Extracted data>

Issue #185, opened 2024-10-03
Python converter for RRFS/ [3D]-RTMA MSONET BUFR


PraveenKumar-NOAA:
Description

Write a Python converter for the MSONET BUFR DUMP that converts a BUFR file into an IODA file for the following subsets:

| NC255001 | A55001 | MTYP 255-001 Mesonet from MADIS: Denver Urban Drainage |
| NC255002 | A55002 | MTYP 255-002 Mesonet from MADIS: RAWS (NIFC) |
| NC255003 | A55003 | MTYP 255-003 Mesonet from MADIS: MesoWest (many subpr) |
| NC255004 | A55004 | MTYP 255-004 Mesonet from MADIS: APRS WeatherNet |
| NC255005 | A55005 | MTYP 255-005 Mesonet from MADIS: Kansas DOT |
| NC255006 | A55006 | MTYP 255-006 Mesonet from MADIS: Florida |
| NC255007 | A55007 | MTYP 255-007 Mesonet from MADIS: Iowa DOT |
| NC255008 | A55008 | MTYP 255-008 Mesonet from MADIS: Minnesota DOT |
| NC255009 | A55009 | MTYP 255-009 Mesonet from MADIS: Anything Weather |
| NC255010 | A55010 | MTYP 255-010 Mesonet from MADIS: NOS PORTS |
| NC255011 | A55011 | MTYP 255-011 Mesonet from MADIS: Aberdeen Proving Grds |
| NC255012 | A55012 | MTYP 255-012 Mesonet from MADIS: Weather for You |
| NC255013 | A55013 | MTYP 255-013 Mesonet from MADIS: NWS Cooperative Obs |
| NC255014 | A55014 | MTYP 255-014 Mesonet from MADIS: NWS HADS |
| NC255015 | A55015 | MTYP 255-015 Mesonet from MADIS: AWS |
| NC255016 | A55016 | MTYP 255-016 Mesonet from MADIS: Iowa Environmental |
| NC255017 | A55017 | MTYP 255-017 Mesonet from MADIS: Oklahoma |
| NC255018 | A55018 | MTYP 255-018 Mesonet from MADIS: Colorado DOT |
| NC255019 | A55019 | MTYP 255-019 Mesonet from MADIS: West Texas |
| NC255020 | A55020 | MTYP 255-020 Mesonet from MADIS: Wisconsin DOT |
[...]

PR #181, opened 2024-09-26
Python converter for Msonet prepBUFR

PraveenKumar-NOAA:
- This PR adds a Python converter for the Msonet prepbufr data. 

- This converter will be used to convert Msonet prepbufr data to IODA (netCDF) format. Following steps similar to GDASApp, a Python file and a Json, description file were created. In its current form, this converter can be run using the ~ush/ioda/bufr2ioda/run_bufr2ioda.py script of the GDASApp. 

- The following two files are new: 
1. ~/IODA/python/bufr2ioda_msonet_prepbufr.py
2.  ~/IODA/python/bufr2ioda_msonet_prepbufr.json

- Related issue #123

PR #192, opened 2024-10-11
Python converter for MSONET BUFR DUMP

PraveenKumar-NOAA:
- This PR adds a Python converter for MSONET BUFR DUMP data.

- The converter will be used to transform MSONET BUFR data into IODA (netCDF) format. Following steps similar to GDASApp, a Python file and a JSON description file were created.

- The following two files are new:

1. ~/IODA/python/bufr2ioda_msonet.py
2. ~/IODA/python/bufr2ioda_msonet.json

- Related issue: https://github.com/NOAA-EMC/RDASApp/issues/185

- Validation for the output observation and IODA variable naming has been performed.


hu5970:
@delippi @SamuelDegelia-NOAA Could you review this PR. This PR should not impact other part of the App. Thanks, Ming

SamuelDegelia-NOAA:
I think a lot of the comments from #181 will probably be the same here. One thing is that we need the `run_bufr2ioda.sh` utility to run the converters added here, but that tool is only included in #181 which still hasn't been merged. I will copy it over for testing but just an FYI if anyone else wants to test this PR too. 

@PraveenKumar-NOAA do you happen to have any mesonet bufr files to test this with?  We do not have a `rap.t00z.msonet.tm00.bufr_d` file staged for any of the cases in RDASApp, only the larger prepbufr files.

PraveenKumar-NOAA:
> I think a lot of the comments from #181 will probably be the same here. One thing is that we need the `run_bufr2ioda.sh` utility to run the converters added here, but that tool is only included in #181 which still hasn't been merged. I will copy it over for testing but just an FYI if anyone else wants to test this PR too.
> 
> @PraveenKumar-NOAA do you happen to have any mesonet bufr files to test this with? We do not have a `rap.t00z.msonet.tm00.bufr_d` file staged for any of the cases in RDASApp, only the larger prepbufr files.

@SamuelDegelia-NOAA most of the comments on #181 are about naming and unit changes. I followed the JEDI standards here and do not agree with making those changes.

I will send you path for a msonet bufr file through chat, please check this PR. Thanks!

SamuelDegelia-NOAA:
> > I think a lot of the comments from #181 will probably be the same here. One thing is that we need the `run_bufr2ioda.sh` utility to run the converters added here, but that tool is only included in #181 which still hasn't been merged. I will copy it over for testing but just an FYI if anyone else wants to test this PR too.
> > @PraveenKumar-NOAA do you happen to have any mesonet bufr files to test this with? We do not have a `rap.t00z.msonet.tm00.bufr_d` file staged for any of the cases in RDASApp, only the larger prepbufr files.
> 
> @SamuelDegelia-NOAA most of the comments on #181 are about naming and unit changes. I followed the JEDI standards here and do not agree with making those changes.
> 
> I will send you path for a msonet bufr file through chat, please check this PR. Thanks!

@PraveenKumar-NOAA No problem! For any of the changes that you agree with in #181, would you mind making the corresponding changes here (if needed)? For the others, we can keep the discussion inside #181.

SamuelDegelia-NOAA:
Thanks @PraveenKumar-NOAA - I was able to run these tools successfully in RDASApp as well after adding copying over the files in #181! 

A couple of quick comments from my first test: 
- I noticed that the IODA files created here are missing the `ObsError` and `ObsType` groups.  We are using `ObsType` for some filtering in JEDI. Do these data exist in the bufr files and would it be possible to include them in the IODA data?  
- The `MetaData/timeOffset` variable is missing - we definitely need this one 
- In the prepbufr python converter, `metaData/pressure` is a float but here it is an int. I am not sure if this is important (@delippi might know)

SamuelDegelia-NOAA:
The `ObsType` and `ObsError` data do not exist in bufr files, so we cannot expect these IODA files to be the same as the prepbufr converters. 

As with #181, I am okay with merging this now to get the framework for the python-based converters into RDASApp. Then we can modify more as we go forward.

SamuelDegelia-NOAA (approved):

delippi:
I agree as well.

One thing I want to mention that doesn't hold anything up is since ObsError doesn't exist in bufr then why do we use it in prepbufr? I've been an advocate for not having ObsError in the IODA and just require users to specify the errors to use.

delippi (approved):

SamuelDegelia-NOAA:
@PraveenKumar-NOAA @delippi Do we happen to know if anyone (e.g., GDAS or another JEDI application) is using the obs error data from prepbufr? Maybe this inclusion of `ObsError` in the bufr2ioda converters is a carry over from another application? I know in GSI that regional configurations were forced to read obs errors from `errtable` and not the prepbufr files. So it makes sense not to include the prepbufr obs errors in RDASApp. 

However, I experienced an issue with running GETKF in split mode if `ObsError` does not exist in the input IODA files. An empty `DerivedObsError` then got created which led to the solver showing zero increments. So there at least seems to be some expectation in JEDI for `ObsError` to exist even if it isn't used.

delippi:
@SamuelDegelia-NOAA, my guess is the logic is that since it is prepbufr it ought to be in IODA. I don't know how anyone else is using it or if they just specify directly. I assume when you run in split mode, you are unable to specify the ObsError in some part of that application? If that is the case, then I guess that is the only argument needed to keep it in. But then what would we do in the scenario where we're using bufr that doesn't have that info?

SamuelDegelia-NOAA:
@delippi I don't have the `ObsError`-less files anymore to confirm, but the problem was related to the `DerivedObsError` group. This group was created by default in the hofx files if `ObsError` did not exist. It was getting created even if we assigned the errors through the yaml. But `DerivedObsError` was always empty for me for some reason and that led to the zero increments. 

There might have been an easy fix for this, I just never really got around to trying much. Thinking about it now, maybe this could have been solved by removing `defer to post` from the assign error filter.

But yeah, if we don't have that info in the bufr files then this would be an issue to solve (way down the road).

hu5970 (approved):

PR #2396, opened 2026-05-03
l10n: update French translation

ariasuni:
Mostly just translate untranslated stuff, but also fix a few strings so that everything makes sense.

- Correctly translate “global” to be able to refer to “globally pinned tabs” in another string
- For “sidebar”: use “barre latérale” everywhere, instead of “panneau latéral” as Firefox do, to avoid confusion with “panneau” (panel)


mbnuqw:
Thanks

PR #2441, opened 2026-08-09
perf: snapshots: use TextEncoder instead of new Blob to fix heavy GC lag

llc0930:
Tested for over a month in an environment with 9,000+ tabs and the Firefox profile on a traditional HDD, with a noticeable reduction in perceived lag when deleting snapshots.

### DIFF
--- a/src/services/snapshots.bg.ts
+++ b/src/services/snapshots.bg.ts
@@ -480,6 +480,9 @@ async function openWindow(
   await Windows.createWithTabs(items, { incognito: incognito })
 }
 
+const sizeCalcBuffer = new Uint8Array(MAX_SIZE_LIMIT * 1024 + 4)
+const sizeCalcEncoder = new TextEncoder()
+
 function limitSnapshots(snapshots: Snapshot[]): Snapshot[] | undefined {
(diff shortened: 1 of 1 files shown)


mbnuqw:
I profiled both methods (`Blob` and `TextEncoder`) with a non-ASCII character set (Zh): Both methods produced approx the same memory footprints. Both methods triggered string re-encoding (x2 CPU usage compared to ASCII-only chars) + `memcpy`. And they showed more or less the same GC behavior. The `Blob` method has a bit lower memory threshold that triggers GC, which probably causes this effect. But if the data size continue to grow, you'll start experiencing heavy GC lag with `TextEncoder` too.

To fix this we can pre-allocate and keep some memory for measuring (e.g. 10mb). But it brings two trade-offs:
- size measurement will be strictly limited to this 10mb, which is ok, there is a hard limit of 10mb on all snapshots anyway (or we could dynamically re-create this buffer, but this will trigger GC...).
- this 10mb of RAM will always be consumed by Sidebery. I think we can afford such luxury even these days.

btw, this size measurement will be removed when I migrate snapshots storage to OPFS.

PR #2442, opened 2026-08-09
feat: support public suffix matching for domain handling

llc0930:
This PR introduces public suffix list (PSL) matching to improve domain handling, addressing the discussion outlined in https://github.com/w3c/webextensions/issues/231#issuecomment-5204385729


mbnuqw:
While the `publicSuffix` API is actually useful in some parts of Sidebery (including the legacy `clearTabsCookies`), using it in wrongly named `Utils.getDomainOf` (it should be renamed to getHostname) is wrong. Another problem is using heavy `new URL()`. The `Utils.getDomainOf` is used in hot paths and should rely on lightweight regexp.exec (~20x faster).

PR #2443, opened 2026-08-11
fix: use moveNewTab setting for tab position when moving by rule

codogeno:
Previously, moveTabToPanel() used moveNewTabParent to determine the position of a tab in the target panel when moved by an auto-move rule. This caused tabs to always land at the end of the panel, ignoring the general new tab position setting (moveNewTab).

Now moveTabToPanel() calls getIndexForNewTab() with an empty config, which correctly applies the moveNewTab setting — the same logic used when creating a new tab without a parent.

Add tests covering start/end placement and verifying that moveNewTabParent no longer affects rule-based moves.


mbnuqw:
It should be a new specific setting for auto-moved tabs. `moveNewTab` is for new (just created) tabs only.

PR #824, opened 2025-10-24
Add 'visual-keypointer' to model types list

sanjaychelliah:
### Why

* Uploading visual-keypointer with concepts is running into error

### How

* Adding visual-keypointer in const.py


srikanthbachala20 (approved):
LGTM

PR #835, opened 2025-11-03
[PR-941]: Fixed the Error-Handling for Non-Existent Models

srikanthbachala20:
This pull request introduces a validation mechanism to the model loading process in `clarifai/client/model.py`, improving reliability during model initialization. The most important changes are:

**Model Initialization Enhancements:**

* The `__init__` method now calls `self.load_info(validate=True)` to ensure model information is validated when an instance is created.

**Model Info Loading Improvements:**

* The `load_info` method signature is updated to accept a `validate` boolean parameter, allowing for conditional validation during the model info loading process.
* The logic inside `load_info` is modified so that if `validate` is `False`, it processes and stores model information as before; otherwise, it skips this step, focusing on validation.

### DIFF
--- a/clarifai/client/model.py
+++ b/clarifai/client/model.py
@@ -1238,6 +1238,19 @@ class Model(Lister, BaseClient):
         return [concept_info['concept_id'] for concept_info in all_concepts_infos]
 
     def load_info(self, validate: bool = False) -> None:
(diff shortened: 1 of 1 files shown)


mogith-pn (approved):
Just made one comment.

PR #895, opened 2026-01-07
Backtrack & cleanup ambiguity removed

brajrajnagar:
### What changed
Backtrack & cleanup now runs only when deployment fails. It no longer runs after successful deployments.

### Why
Previously, Right after successful deployment user is asked "Do you want to backtrack and clean up?" Which is ambiguous and could lead to unintentionally deletion of deployments or model versions.

### New behavior
- Cleanup runs only on deployment failure
- No cleanup or prompt on successful deployment

### Testing
- Verified successful deployment does not trigger cleanup
- Verified failed deployment triggers backtrack & cleanup

### DIFF
--- a/requirements.txt
+++ b/requirements.txt
@@ -1,5 +1,5 @@
 clarifai-grpc>=12.0.2
-clarifai-protocol>=0.0.33
+clarifai-protocol==0.0.35
 numpy>=1.22.0
 tqdm>=4.65.0
 PyYAML>=6.0.1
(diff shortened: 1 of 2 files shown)


ackizilkale:
cause looking at the code I do not understand which change disables backtrack path for successful deployment

brajrajnagar:
@ackizilkale from line 2050 to 2057 I commented It gives users backtrack and cleanup option after deployment Which is confusing for user .
from line 2039 to 2048 I added backtrack_workflow to cleanup failed uploads and deployments.
It tested as expected for successful and failed deployment.

PR #994, opened 2026-03-18
perf: optimize model runner memory and latency

patricklundquist:
1. Fix memory leak / blocking bug in `runner_item_stream` by using `next()` and `itertools.chain()` instead of `list()`.
2. Eliminate list allocations for status checks.
3. Mutate status messages in place instead of allocating new ones.
4. Optimize _convert_input_protos_to_python in ModelClass


luv-bansal (approved):
Looks Good!

PR #1007, opened 2026-04-02
feat(runner): redirect local runner stdout/stderr to fluentd

patricklundquist:
When running a local runner inside a developer pod, standard output and standard error are redirected to `/proc/1/fd/1` using `os.dup2`. This allows fluentd to capture and route the local runner's logs as part of the main pod logs. This behavior is enabled when the `CLARIFAI_DEV_POD` environment variable is set to `"true"`.


patricklundquist:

Exercise goal> Go through the entries above and pull out each line with "position" in it.

Answer>
fix: use moveNewTab setting for tab position when moving by rule
Previously, moveTabToPanel() used moveNewTabParent to determine the position of a tab in the target panel when moved by an auto-move rule. This caused tabs to always land at the end of the panel, ignoring the general new tab position setting (moveNewTab).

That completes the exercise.